A strong supporter of campaign-finance regulation, Cantwell had campaign-finance problems of her own. To fund her 2000 campaign, she had sold $5.6 million of her RealNetworks stock and had borrowed $3.8 million from a bank using the company’s stock as collateral. That enabled her to run the last-minute ads that surely were essential to her victory. The Federal Election Commission ruled in January 2004 that she had violated the law by failing to disclose the terms of the loans, but it evidently saw the offense as minor because it took no action against her. Paying off the loans should have been easy; Cantwell’s net worth at one point was around $40 million. But RealNetworks, like other high-tech firms, saw its stock price plummet, from $80 in spring 2000 to $6 in spring 2001. Suddenly she owed far more than the collateral was worth. She negotiated another loan that would come due December 2001, guaranteed by the DSCC. By the end of 2004, she had reduced the debt to $2.5 million. With $435,000 in cash, she was able to pay off the remaining $130,000 in bank loans.
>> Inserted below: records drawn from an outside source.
PR #227, opened 2023-09-13
Enable use of relative volume host-paths

### LINKED ISSUE #218: Detect or handle relative host paths in volumes
Currently a naked word will be interpreted as a named volume.

A relative path will cause docker to complain about the slash.

How should Scuba handle this?

1. Handle this by absolute-ifying the path.
   - Should be interpreted as relative to .scuba.yml
   - Is this necessary? Paths relative (below) .scuba.yml are already accessible via pwd.

2. Detect and complain (abort).

cc @rpasek

JonathonReinhart:
This enables the use of relative paths in a volume hostpath.

Previously, if one put this in `.scuba.yml`:
```yml
volumes:
    /foo: foo
    # or
    /foo:
        hostpath: foo
```
`foo` would be interpreted by Docker as a *named volume*, resulting in an empty directory at `/foo`, which is certainly not what the user intended.

Or, if one tried to work around that problem and do this:
```yml
volumes:
    /foo: ./foo
```
Then Docker would complain about the use of a relative path (a specifier containing a `/` but not starting with `/`), and suggest the use of an absolute path.

Now, when scuba encounters a relative path in a volume `hostpath`, it is interpreted as **relative to the scuba root** (the directory in which `.scbua.yml` is found). To avoid ambiguity with the old behavior, *relative paths must start with `./` or `../`*.

I also considered interpreting relative paths as relative to the current working directory, but that seemed like a much less useful approach:
- The common scenario would be to mount a project folder somewhere else in the filesystem:
  ```yml
  volumes:
    /var/cualqomm/license:
        hostpath: ./cq_license
  ```
- I can't think of a scenario where I would want a bind mount (to a fixed container-path) to change depending on where my current directory is within my project tree.
  - If this was truly desired, one could use `$PWD/foo`.
- The scheme whereby relative paths in config files are relative to the directory containing the config file is intuitive and widely-used:
  - In Scuba
    - `!from_yaml` ([ref](https://scuba.readthedocs.io/en/latest/configuration.html#accessing-external-yaml-content:~:text=The%20path%20of%20an%20external%20YAML%20file%20(relative%20to%20.scuba.yaml)))
  - In `.gitconfig` ([ref](https://git-scm.com/docs/git-config#:~:text=If%20the%20value%20of%20the%20variable%20is%20a%20relative%20path%2C%20the%20path%20is%20considered%20to%20be%20relative%20to%20the%20configuration%20file%20in%20which%20the%20include%20directive%20was%20found))
  - In ADMan config ([ref](https://adman.readthedocs.io/en/latest/configuration.html#types:~:text=path%20%E2%80%93%20A%20YAML%20string%3B%20the%20path%20to%20a%20file.%20The%20path%20can%20either%20be%20absolute%20(start%20with%20a%20leading%20/)%2C%20or%20relative%20to%20the%20directory%20containing%20the%20config.yml%20file.))
  - In Docker Compose:
    - `env_file` ([ref](https://docs.docker.com/compose/compose-file/05-services/#env_file:~:text=Relative%20path%20are%20resolved%20from%20the%20Compose%20file%27s%20parent%20folder.))
    - `extends.file` ([ref](https://docs.docker.com/compose/compose-file/05-services/#extends:~:text=Relative%20path.%20This%20path%20is%20considered%20as%20relative%20to%20the%20location%20of%20the%20main%20Compose%20file.))
    - service volumes ([ref](https://docs.docker.com/compose/compose-file/05-services/#short-syntax-5:~:text=the%20relative%20path%20is%20resolved%20from%20the%20Compose%20file%E2%80%99s%20parent%20directory))

Fixes #218

### DIFF
--- a/docs/configuration.rst
+++ b/docs/configuration.rst
@@ -145,8 +145,8 @@ style <https://yaml.org/spec/1.2/spec.html#id2788097>`_:
 ``volumes``
 -----------
 
-The optional ``volumes`` node *(added in v2.9.0)* allows additional `volumes
-<https://docs.docker.com/storage/volumes/>`_ or bind-mounts to be specified.
+The optional ``volumes`` node *(added in v2.9.0)* allows additional
+`bind-mounts<https://docs.docker.com/storage/bind-mounts/>`_ to be specified.
 ``volumes`` is a mapping (dictionary) where each key is the container-path.
 In the simple form, the value is a string, the host-path to be bind-mounted:
 
@@ -154,6 +154,7 @@ In the simple form, the value is a string, the host-path to be bind-mounted:
 
     volumes:
       /var/lib/foo: /host/foo
+      /var/lib/bar: ./bar
 
 In the complex form, the value is a mapping which must contain a ``hostpath``
 subkey. It can also contain an ``options`` subkey with a comma-separated list
@@ -178,6 +179,11 @@ directory into the container at the same path.
 
 If a referenced environment variable is not set, Scuba exits with a
 configuration error.
+
+Volume container paths must be absolute.
+
+Volume host paths can be absolute or relative. If a relative path is used, it
+is interpreted as relative to the directory in which ``.scuba.yml`` is found.
 
 Volume host directories which do not already exist are created as the current
 user before creating the container.
--- a/docs/configuration.rst
+++ b/docs/configuration.rst
@@ -184,6 +184,7 @@ Volume container paths must be absolute.
 
 Volume host paths can be absolute or relative. If a relative path is used, it
 is interpreted as relative to the directory in which ``.scuba.yml`` is found.
+To avoid ambiguity, relative paths must start with ``./`` or ``../``.
 
 Volume host directories which do not already exist are created as the current
 user before creating the container.
--- a/scuba/config.py
+++ b/scuba/config.py
@@ -332,7 +332,7 @@ def _get_volumes(
 
     vols = {}
     for cpath_str, v in voldata.items():
-        cpath = _expand_path(cpath_str)
+        cpath = _expand_path(cpath_str)  # no base_dir; container path must be absolute.
         vols[cpath] = ScubaVolume.from_dict(cpath, v, scuba_root)
     return vols
 
@@ -405,7 +405,7 @@ class ScubaVolume:
         if isinstance(node, str):
             return cls(
                 container_path=cpath,
-                host_path=_expand_path(node),
+                host_path=_expand_path(node, scuba_root),
             )
 
         # Complex form
@@ -419,7 +419,7 @@ class ScubaVolume:
                 raise ConfigError(f"Volume {cpath} must have a 'hostpath' subkey")
             return cls(
                 container_path=cpath,
-                host_path=_expand_path(hpath),
+                host_path=_expand_path(hpath, scuba_root),
                 options=_get_delimited_str_list(node, "options", ","),
             )
 
--- a/scuba/config.py
+++ b/scuba/config.py
@@ -344,7 +344,8 @@ def _expand_path(in_str: str, base_dir: Optional[Path] = None) -> Path:
     the host environment.
 
     After environment variable expansion, absolute paths are returned as-is.
-    Relative paths are joined to base_dir, if provided.
+    Relative paths must start with ./ or ../ and are joined to base_dir, if
+    provided.
 
     Args:
       in_str: Input path as a string.
@@ -357,13 +358,14 @@ def _expand_path(in_str: str, base_dir: Optional[Path] = None) -> Path:
       ValueError: If base_dir is provided but not absolute.
       ConfigError: If a referenced environment variable is not set.
       ConfigError: An environment variable reference could not be parsed.
+      ConfigError: A relative path does not start with "./" or "../".
       ConfigError: A relative path is given when base_dir is not provided.
     """
     if base_dir is not None and not base_dir.is_absolute():
         raise ValueError(f"base_dir is not absolute: {base_dir}")
 
     try:
-        output = expand_env_vars(in_str)
+        path_str = expand_env_vars(in_str)
     except KeyError as ke:
         # pylint: disable=raise-missing-from
         raise ConfigError(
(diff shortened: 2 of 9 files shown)


JonathonReinhart:
I think I want to restrict the relative paths to starting with `./` (or `../`), just like [Docker Compose does](https://docs.docker.com/compose/compose-file/05-services/#short-syntax-5:~:text=with%20an%20error.-,To%20avoid%20ambiguities%20with%20named%20volumes%2C%20relative%20paths%20should%20always%20begin,.,-Long%20syntax).

While the long form is pretty unambiguous (given that it says `hostpath`):
```
volumes:
  /foo:
    hostpath: foo
```

The short form is currently (unintentionally, and undocumented) interpreted as a named volume.
```
volumes:
  /foo: foo  # Is this a relative path or a named volume?
```

Requiring it to start with a `./` (in both cases) makes it 100% clear it is a relative path.

I'd rather start with this strict approach and relax as necessary, rather than starting with it loosely defined and trying to tighten it up later.

xanarin:
I think the behavioral choices here make a lot of sense. I agree that a named volume is not what I would expect from having a bare directory name, and I like that `scuba` does accept a bare directory name either and instead forces the user to use `./` or `../` to formally confirm their intention. I also agree that those relative paths should be based on the `.scuba.yml` directory. I think basing in on CWD would just be a footgun.

I think in the worst case, this feature will be made less frustrating to an unsuspecting user because of #195. If a non-existent relative host path is created, it will at least be created with permissions such that the user will easily be able to delete it without having to escalate to `root`. But I think that scenario is very unlikely since this is a newly-supported option.

docs/configuration.rst
```diff
@@ -179,6 +180,10 @@ directory into the container at the same path.
 If a referenced environment variable is not set, Scuba exits with a
 configuration error.
 
+Volume host paths can be absolute or relative. If a relative path is used, it
+is interpreted as relative to the directory in which ``.scuba.yml`` is found.
+To avoid ambiguity, relative paths must start with ``./`` or ``../``.
+
```
xanarin, line 186: In [line 335 of config.py](https://github.com/JonathonReinhart/scuba/pull/227/files#diff-1bd8088b035e8e07af4ead68414dce30741e7cedbdef91de1a3d70e048ae1992R335), it specifies that container paths must be absolute. That seems like a useful note to put in this user-facing documentation as well.

scuba/config.py
```diff
@@ -323,21 +323,49 @@ def _get_delimited_str_list(data: CfgData, key: str, sep: str) -> List[str]:
...
-def _expand_path(in_str: str) -> Path:
+def _expand_path(in_str: str, base_dir: Optional[Path] = None) -> Path:
+    """Expand variables in a path string and make it absolute.
+
+    Environment variable references (e.g. $FOO and ${FOO}) are expanded using
+    the host environment.
+
+    After environment variable expansion, absolute paths are returned as-is.
+    Relative paths must start with ./ or ../ and are joined to base_dir, if
+    provided.
```
xanarin, line 348: I made up a stupid test to ensure that variable expansion happens before the relative path checking, and it passed! Up to you whether you want to add it to the test suite or not to prevent regressions:
```diff
diff --git a/tests/test_config.py b/tests/test_config.py
index 3b7fd43..ab2b4d6 100644
--- a/tests/test_config.py
+++ b/tests/test_config.py
@@ -1104,6 +1104,27 @@ class TestConfig:
             )
         self._invalid_config("Relative path must start with ./ or ../")
 
+    def test_volumes_hostpath_rel_in_env(
+        self, monkeypatch, in_tmp_path
+    ) -> None:
+        """volume definitions can contain environment variables, including relative path portions"""
+        monkeypatch.setenv("PREFIX", "./")
+        with open(".scuba.yml", "w") as f:
+            f.write(
+                r"""
+                image: na
+                volumes:
+                  /foo: ${PREFIX}/foo
+                """
+            )
+
+        config = load_config()
+        vols = config.volumes
+        assert vols is not None
+        assert len(vols) == 1
+
+        assert_vol(vols, "/foo", in_tmp_path / "foo")
+
     def test_volumes_contpath_rel(self, monkeypatch, in_tmp_path) -> None:
         with open(".scuba.yml", "w") as f:
             f.write(
```

tests/test_scuba.py
```diff
@@ -1,18 +1,23 @@
 import pytest
 import shlex
+from typing import Any
 from .utils import assert_vol
 
 from scuba.config import ScubaConfig, ConfigError, OverrideStr
 from scuba.scuba import ScubaContext
 
 
+def make_config(**data: Any) -> ScubaConfig:
```
xanarin, line 10: The reasoning for using this utility function instead of invoking `ScubaConfig` directly in each test is explained somewhat in the commit message, but I think a comment here would be a good addition as well. Especially because in its current form it's just a passthrough and seems to provide little value.

xanarin (approved):
Overall, this looks great. A few small questions and documentation changes are all the useful feedback I can give. I also love the additional documentation on the exceptions that a function can raise! Between that and the new type annotations the codebase is definitely getting easier to spot-check and reason about.

JonathonReinhart:
> I also love the additional documentation on the exceptions that a function can raise!

You can thank the [Google Python Style Guide](https://google.github.io/styleguide/pyguide.html#doc-function-raises) for that 😃.  (Not all of it I like though...)

> Between that and the new type annotations the codebase is definitely getting easier to spot-check and reason about.

Yes! It's so much easier to comprehend, particularly in the case of complex dict or tuple types. Also, `mypy` is surprisingly fast (likely due to its cache), so especially in cases like this where there was lots of plubing / refatoring, much of the initial edit-save-check cycle was done with static analysis only. Then `test_config.py` which is pretty fast. And only then did I run `test_main.py` which is slow because it actually runs Docker.

With this, and some of the Python 2 tech debt paid off (#226), I'm pretty happy with the codebase these days.

scuba/config.py
JonathonReinhart: Thanks!

```console
$ git apply will.diff
$ ./code_format.py --fix
$ git commit --author='Will Sloan <will@848.email>' --date='2023-09-15T03:13:05Z
[volume-relative-path d4a61bc] tests: Add test ensuring variable expansion happens before relative path check                                                                                                                                
 Author: Will Sloan <will@848.email>                                                                                                                                                                                                         
 Date: Fri Sep 15 03:13:05 2023 +0000                                                                                                                                                                                                        
 1 file changed, 21 insertions(+)
```

👉 d4a61bcb43d008d14813db605ed754f5143f378b

JonathonReinhart:
Thanks for the thorough review @xanarin!

haboustak:
Unfortunately, this MR introduced a regression in some code I was recently reviewing. We had projects written in Go that were storing their `GOMODCACHE` between invocations of `scuba` into a `go-mod-cache` named volume.

For what it's worth, I'm not in support of this usage of `scuba` volumes, but there's at least one instance of existing code that made use of it., and if it was written once, it was pasted at least 4 more times.

As I understand the usage, the intent was to mount the named volume at `/go/pkg/mod/cache` inside the container.

```Dockerfile
ENV GOMODCACHE /go/pkg/mod/cache
```

```yml
# requires scuba 2.10.0
volumes:
  ${HOME}/.cache/go-build: ${HOME}/.cache/go-build
  /go/pkg/mod/cache: go-mod-cache
```

JonathonReinhart:
> which is certainly not what the user intended.

Well that will teach me not to assume I understand my users.

> To avoid ambiguity with the old behavior, *relative paths must start with `./` or `../`.*

Whew, looks like this was a good idea.

Thanks for pointing this out. I'll open a bug to track the fix.

JonathonReinhart:
Opened #248.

Cantwell’s narrow victory in 2000 placed her high on the Republicans target list for 2006. National Republicans recruited Mike McGavick, chairman and chief executive officer at Safeco insurance. He was a smart, successful businessman, with moderate positions, personal wealth and speaking ability. He also had political smarts, having managed Gorton’s 1988 campaign and served as his chief of staff. But McGavick also acknowledged that he had been charged with drunken driving in 1993. Cantwell faced lingering discontent from liberals in the party for her 2002 vote in favor of the Iraq war resolution. But the earlier, well-publicized dustup with Stevens helped the reserved and cautious Cantwell, allowing her to show she could stand up to Stevens and the oil lobby in defense of Washington’s environment. “Cantwell never had it so good until she had it so bad with Stevens,” Seattle Times columnist Joni Balter wrote in January 2006. Stevens withdrew his tanker bill in March 2006, saying McGavick had persuaded him to pull the bill. When McGavick attended a fundraiser in April in Anchorage hosted by the Alaska delegation, the news made the front page of the Seattle Times.
McGavick poured $2.5 million of own money in race, but in the end he was still outspent $14 million to $10.8 million by Cantwell. In a Democratic year in a Democratic-leaning state, she won 57%-40%.